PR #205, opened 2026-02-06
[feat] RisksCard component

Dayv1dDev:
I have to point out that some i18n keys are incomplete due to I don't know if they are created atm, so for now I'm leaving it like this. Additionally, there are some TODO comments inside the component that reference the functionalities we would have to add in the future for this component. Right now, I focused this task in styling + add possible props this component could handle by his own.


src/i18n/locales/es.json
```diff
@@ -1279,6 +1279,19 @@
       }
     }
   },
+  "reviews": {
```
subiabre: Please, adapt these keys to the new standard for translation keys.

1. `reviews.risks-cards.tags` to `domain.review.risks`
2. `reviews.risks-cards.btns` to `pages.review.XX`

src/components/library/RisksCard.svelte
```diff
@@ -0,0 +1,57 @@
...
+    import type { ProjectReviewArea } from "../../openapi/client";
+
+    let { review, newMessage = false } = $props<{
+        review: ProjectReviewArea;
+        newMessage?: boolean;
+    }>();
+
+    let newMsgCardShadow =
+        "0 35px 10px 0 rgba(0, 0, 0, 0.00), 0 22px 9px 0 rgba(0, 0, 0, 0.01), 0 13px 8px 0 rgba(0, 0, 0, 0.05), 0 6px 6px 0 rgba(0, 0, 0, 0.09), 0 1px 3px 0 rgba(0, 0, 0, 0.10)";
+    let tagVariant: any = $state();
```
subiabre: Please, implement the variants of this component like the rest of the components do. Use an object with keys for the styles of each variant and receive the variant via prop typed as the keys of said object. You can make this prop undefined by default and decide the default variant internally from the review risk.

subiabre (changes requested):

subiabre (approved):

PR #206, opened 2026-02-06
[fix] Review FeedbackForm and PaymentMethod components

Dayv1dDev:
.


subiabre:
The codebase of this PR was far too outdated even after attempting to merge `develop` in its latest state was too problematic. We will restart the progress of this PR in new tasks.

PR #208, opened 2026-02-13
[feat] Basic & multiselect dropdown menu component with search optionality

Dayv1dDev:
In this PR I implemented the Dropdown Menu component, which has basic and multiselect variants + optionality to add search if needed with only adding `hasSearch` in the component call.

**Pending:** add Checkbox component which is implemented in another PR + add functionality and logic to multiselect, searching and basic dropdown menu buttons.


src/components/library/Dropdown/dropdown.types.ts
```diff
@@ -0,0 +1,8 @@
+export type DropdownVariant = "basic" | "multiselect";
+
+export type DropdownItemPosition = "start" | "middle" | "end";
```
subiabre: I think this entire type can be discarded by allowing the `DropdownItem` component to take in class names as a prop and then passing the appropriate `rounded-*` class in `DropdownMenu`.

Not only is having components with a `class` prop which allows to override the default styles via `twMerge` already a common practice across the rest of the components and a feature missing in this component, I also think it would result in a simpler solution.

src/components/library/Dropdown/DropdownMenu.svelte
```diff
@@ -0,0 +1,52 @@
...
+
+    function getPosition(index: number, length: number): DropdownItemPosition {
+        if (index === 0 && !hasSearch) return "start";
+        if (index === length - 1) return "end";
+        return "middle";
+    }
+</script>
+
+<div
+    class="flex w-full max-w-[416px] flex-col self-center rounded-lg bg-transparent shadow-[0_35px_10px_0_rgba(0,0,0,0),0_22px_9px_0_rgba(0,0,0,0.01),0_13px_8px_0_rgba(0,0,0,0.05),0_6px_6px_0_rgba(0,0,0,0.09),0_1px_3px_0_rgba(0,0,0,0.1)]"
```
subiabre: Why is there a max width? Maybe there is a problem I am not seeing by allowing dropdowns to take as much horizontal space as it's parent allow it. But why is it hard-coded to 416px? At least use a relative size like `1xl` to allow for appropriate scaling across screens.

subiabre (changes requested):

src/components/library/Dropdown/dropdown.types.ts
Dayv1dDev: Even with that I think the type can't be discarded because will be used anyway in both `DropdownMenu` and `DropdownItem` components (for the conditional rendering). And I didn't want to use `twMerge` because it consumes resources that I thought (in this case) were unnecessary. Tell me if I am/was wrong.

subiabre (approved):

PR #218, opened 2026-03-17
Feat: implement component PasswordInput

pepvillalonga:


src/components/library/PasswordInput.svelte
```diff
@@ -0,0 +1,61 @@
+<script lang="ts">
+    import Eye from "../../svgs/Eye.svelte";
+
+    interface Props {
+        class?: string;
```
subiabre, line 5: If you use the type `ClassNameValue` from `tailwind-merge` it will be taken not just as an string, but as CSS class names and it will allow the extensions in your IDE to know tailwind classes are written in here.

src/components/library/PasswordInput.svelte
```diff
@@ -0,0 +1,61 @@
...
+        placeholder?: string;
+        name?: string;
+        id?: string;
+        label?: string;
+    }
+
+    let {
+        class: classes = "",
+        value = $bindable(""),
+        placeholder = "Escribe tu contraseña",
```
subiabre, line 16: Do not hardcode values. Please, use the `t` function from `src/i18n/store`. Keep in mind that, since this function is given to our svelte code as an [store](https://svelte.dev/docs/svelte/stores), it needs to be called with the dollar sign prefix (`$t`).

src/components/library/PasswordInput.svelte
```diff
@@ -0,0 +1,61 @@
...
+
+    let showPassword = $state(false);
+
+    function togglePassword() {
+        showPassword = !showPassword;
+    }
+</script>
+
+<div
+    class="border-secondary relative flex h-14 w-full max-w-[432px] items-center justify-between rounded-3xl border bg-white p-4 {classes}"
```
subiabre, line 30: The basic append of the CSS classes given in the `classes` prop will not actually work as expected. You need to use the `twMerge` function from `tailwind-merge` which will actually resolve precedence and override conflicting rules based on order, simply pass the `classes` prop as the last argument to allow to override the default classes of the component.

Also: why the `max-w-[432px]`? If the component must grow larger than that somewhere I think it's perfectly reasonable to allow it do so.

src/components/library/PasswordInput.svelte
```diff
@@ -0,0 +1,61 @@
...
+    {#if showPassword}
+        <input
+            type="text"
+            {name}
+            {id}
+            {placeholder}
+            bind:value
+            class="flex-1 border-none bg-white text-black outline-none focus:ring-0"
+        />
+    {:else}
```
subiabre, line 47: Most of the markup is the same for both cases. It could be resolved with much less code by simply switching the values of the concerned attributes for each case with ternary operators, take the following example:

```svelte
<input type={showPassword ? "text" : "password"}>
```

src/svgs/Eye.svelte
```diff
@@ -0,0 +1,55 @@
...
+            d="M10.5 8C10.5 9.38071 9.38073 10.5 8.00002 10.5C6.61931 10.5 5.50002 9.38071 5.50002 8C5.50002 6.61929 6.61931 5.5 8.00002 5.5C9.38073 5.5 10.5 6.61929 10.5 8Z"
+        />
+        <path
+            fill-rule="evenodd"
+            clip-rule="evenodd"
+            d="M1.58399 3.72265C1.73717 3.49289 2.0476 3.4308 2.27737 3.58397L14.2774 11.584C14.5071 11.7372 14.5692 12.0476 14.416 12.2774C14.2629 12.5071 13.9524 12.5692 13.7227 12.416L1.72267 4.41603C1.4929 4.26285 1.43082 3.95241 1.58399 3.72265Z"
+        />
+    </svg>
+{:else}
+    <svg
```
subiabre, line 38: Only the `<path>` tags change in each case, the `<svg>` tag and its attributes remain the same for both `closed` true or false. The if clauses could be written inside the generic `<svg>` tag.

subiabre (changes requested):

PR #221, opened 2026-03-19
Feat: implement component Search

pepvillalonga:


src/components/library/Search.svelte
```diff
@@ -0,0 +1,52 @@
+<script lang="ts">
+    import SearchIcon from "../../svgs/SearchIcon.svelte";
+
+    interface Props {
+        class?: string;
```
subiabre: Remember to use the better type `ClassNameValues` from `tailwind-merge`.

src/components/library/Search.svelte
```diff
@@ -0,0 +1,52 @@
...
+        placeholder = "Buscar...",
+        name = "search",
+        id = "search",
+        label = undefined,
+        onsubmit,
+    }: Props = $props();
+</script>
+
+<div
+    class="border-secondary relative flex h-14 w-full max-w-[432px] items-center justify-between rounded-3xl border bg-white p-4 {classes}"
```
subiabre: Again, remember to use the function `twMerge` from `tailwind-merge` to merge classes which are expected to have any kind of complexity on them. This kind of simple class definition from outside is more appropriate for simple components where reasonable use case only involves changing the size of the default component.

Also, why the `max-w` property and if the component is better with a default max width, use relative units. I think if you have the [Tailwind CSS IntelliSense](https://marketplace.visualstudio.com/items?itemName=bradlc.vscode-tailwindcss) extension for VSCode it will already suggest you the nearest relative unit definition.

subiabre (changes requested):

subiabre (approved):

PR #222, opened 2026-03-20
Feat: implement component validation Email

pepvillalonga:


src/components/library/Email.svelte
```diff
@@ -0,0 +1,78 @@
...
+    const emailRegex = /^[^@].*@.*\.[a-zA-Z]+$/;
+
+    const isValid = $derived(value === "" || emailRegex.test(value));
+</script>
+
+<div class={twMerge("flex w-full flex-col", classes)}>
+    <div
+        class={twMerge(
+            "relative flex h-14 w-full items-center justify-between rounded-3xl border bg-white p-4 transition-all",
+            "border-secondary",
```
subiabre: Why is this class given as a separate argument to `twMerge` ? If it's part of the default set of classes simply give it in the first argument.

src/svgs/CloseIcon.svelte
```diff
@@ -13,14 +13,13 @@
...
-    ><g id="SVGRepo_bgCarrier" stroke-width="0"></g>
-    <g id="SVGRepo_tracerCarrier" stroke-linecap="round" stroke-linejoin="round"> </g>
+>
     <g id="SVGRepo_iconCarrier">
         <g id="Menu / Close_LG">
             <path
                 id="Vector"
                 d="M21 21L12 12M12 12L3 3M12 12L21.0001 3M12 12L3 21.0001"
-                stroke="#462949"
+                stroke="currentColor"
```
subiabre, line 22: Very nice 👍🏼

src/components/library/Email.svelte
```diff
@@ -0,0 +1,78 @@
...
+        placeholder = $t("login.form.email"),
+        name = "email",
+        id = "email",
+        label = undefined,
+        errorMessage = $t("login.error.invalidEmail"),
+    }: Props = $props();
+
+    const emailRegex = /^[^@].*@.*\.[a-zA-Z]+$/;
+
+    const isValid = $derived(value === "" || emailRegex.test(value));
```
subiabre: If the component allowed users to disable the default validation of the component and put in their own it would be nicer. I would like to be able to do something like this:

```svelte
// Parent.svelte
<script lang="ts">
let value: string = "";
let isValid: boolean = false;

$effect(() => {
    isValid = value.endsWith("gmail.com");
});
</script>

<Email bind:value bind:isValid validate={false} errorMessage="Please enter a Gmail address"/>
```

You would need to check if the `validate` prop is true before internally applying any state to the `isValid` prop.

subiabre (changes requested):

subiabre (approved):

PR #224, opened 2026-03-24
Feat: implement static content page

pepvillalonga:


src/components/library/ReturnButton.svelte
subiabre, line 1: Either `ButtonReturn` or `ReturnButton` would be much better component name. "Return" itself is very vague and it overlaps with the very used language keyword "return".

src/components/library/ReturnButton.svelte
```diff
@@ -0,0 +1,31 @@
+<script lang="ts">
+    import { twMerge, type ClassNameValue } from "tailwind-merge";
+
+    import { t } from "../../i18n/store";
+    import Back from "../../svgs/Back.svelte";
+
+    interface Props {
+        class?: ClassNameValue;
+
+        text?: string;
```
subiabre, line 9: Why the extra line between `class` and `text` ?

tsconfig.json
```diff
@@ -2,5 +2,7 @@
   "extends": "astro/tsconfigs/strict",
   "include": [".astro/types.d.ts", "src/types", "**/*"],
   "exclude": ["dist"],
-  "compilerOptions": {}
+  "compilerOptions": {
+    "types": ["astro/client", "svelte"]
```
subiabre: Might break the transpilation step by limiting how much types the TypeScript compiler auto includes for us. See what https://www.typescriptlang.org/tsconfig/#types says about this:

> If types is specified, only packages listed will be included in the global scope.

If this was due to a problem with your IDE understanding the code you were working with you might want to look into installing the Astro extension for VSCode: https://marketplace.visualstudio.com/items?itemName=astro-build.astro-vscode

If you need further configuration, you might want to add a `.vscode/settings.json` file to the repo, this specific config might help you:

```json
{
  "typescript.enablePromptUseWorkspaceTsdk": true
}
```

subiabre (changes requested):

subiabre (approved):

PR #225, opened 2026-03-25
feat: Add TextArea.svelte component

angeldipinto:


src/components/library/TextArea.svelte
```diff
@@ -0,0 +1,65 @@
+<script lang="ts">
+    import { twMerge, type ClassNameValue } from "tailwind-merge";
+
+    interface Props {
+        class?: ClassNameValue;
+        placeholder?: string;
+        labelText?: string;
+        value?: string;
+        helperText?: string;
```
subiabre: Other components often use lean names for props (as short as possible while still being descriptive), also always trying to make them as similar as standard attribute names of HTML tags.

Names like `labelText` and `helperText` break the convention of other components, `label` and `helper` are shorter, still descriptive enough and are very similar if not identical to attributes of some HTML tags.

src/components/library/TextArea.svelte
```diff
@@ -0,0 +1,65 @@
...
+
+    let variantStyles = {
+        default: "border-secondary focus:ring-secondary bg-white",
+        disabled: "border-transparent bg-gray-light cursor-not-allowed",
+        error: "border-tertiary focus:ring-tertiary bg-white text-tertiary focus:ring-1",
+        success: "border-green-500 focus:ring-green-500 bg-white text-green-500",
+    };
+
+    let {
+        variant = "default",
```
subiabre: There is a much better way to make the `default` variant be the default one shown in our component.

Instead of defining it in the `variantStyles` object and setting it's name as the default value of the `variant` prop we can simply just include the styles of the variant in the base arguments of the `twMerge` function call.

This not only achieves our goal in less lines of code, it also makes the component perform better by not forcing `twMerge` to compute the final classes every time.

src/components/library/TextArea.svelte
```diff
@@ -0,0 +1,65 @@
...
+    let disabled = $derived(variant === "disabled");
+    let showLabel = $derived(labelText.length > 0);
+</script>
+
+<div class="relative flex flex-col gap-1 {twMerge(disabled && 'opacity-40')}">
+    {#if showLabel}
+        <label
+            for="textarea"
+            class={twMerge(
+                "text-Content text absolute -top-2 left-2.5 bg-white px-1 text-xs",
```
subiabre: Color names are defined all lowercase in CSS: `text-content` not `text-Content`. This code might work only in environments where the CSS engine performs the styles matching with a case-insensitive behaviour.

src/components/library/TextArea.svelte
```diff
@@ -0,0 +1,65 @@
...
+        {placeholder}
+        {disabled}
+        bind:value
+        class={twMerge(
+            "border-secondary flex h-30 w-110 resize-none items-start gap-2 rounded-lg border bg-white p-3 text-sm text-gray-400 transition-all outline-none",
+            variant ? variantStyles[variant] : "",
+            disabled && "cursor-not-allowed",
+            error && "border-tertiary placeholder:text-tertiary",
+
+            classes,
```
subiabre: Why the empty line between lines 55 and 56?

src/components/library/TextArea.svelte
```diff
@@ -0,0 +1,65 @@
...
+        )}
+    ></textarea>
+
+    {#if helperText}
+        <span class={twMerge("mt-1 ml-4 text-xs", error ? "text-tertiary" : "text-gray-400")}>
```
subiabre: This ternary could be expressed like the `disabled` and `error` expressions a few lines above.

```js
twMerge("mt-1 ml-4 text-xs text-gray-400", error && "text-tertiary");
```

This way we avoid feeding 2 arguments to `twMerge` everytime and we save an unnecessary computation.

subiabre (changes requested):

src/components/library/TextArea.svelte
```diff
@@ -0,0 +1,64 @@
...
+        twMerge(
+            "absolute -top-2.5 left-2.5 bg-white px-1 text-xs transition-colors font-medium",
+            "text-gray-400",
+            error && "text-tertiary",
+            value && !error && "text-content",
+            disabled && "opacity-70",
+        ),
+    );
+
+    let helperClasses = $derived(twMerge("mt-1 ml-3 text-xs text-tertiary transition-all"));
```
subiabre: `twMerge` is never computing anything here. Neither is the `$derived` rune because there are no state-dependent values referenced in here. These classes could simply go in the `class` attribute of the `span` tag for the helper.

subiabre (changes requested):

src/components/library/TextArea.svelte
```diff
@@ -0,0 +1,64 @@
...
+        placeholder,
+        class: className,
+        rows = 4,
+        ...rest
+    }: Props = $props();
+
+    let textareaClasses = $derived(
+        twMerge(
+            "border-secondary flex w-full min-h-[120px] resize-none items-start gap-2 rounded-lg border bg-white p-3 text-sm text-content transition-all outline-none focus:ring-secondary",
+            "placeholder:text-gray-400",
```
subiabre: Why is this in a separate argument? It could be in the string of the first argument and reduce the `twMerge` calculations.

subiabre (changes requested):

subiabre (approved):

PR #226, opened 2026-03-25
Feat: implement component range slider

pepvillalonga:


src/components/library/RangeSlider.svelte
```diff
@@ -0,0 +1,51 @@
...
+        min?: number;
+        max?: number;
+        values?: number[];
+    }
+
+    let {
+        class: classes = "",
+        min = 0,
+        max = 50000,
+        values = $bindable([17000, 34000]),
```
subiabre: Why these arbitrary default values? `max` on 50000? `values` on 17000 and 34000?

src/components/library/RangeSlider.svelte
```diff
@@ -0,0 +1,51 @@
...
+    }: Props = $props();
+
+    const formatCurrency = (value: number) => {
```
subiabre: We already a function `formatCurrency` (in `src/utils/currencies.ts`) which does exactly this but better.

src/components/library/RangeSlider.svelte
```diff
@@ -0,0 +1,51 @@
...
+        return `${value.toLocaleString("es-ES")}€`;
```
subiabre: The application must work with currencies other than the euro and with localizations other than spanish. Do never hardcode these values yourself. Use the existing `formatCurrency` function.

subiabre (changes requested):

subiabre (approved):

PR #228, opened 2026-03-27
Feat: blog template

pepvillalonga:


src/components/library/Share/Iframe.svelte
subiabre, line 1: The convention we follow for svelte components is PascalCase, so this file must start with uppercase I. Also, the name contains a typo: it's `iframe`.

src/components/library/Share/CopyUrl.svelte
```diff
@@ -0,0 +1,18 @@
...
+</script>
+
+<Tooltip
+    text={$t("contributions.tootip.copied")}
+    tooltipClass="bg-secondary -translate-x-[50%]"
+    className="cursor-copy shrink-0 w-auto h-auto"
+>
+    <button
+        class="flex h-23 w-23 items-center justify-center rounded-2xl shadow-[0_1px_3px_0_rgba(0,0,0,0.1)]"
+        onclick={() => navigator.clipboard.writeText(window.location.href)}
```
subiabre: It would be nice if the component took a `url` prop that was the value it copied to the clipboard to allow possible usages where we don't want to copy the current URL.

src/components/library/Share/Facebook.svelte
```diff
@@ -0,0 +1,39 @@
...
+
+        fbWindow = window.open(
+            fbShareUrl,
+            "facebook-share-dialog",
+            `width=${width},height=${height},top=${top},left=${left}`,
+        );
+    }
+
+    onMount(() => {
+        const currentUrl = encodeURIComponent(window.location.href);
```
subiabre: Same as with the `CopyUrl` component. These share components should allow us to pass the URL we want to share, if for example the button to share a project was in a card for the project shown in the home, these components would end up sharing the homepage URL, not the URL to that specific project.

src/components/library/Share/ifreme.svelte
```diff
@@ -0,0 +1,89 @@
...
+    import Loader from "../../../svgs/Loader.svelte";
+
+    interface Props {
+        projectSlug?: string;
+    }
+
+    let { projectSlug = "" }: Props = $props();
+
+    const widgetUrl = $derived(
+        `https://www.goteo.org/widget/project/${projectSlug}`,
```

......

# What you should do:
Only the number is wanted: how many lines in the listing hold "discarded"?

# Expected output:
2